##### Data in this exercise

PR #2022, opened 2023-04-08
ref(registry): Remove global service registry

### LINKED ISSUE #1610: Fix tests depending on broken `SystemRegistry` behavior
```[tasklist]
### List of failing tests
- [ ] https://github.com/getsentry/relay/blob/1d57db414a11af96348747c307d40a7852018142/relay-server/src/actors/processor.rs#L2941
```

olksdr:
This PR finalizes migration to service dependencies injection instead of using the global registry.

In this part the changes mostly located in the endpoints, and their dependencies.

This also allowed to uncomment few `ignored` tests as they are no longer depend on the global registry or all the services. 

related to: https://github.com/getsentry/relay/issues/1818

##########

Copy out each line of the listing that holds the string "https".

# [Solution below]
- [ ] https://github.com/getsentry/relay/blob/1d57db414a11af96348747c307d40a7852018142/relay-server/src/actors/processor.rs#L2941
related to: https://github.com/getsentry/relay/issues/1818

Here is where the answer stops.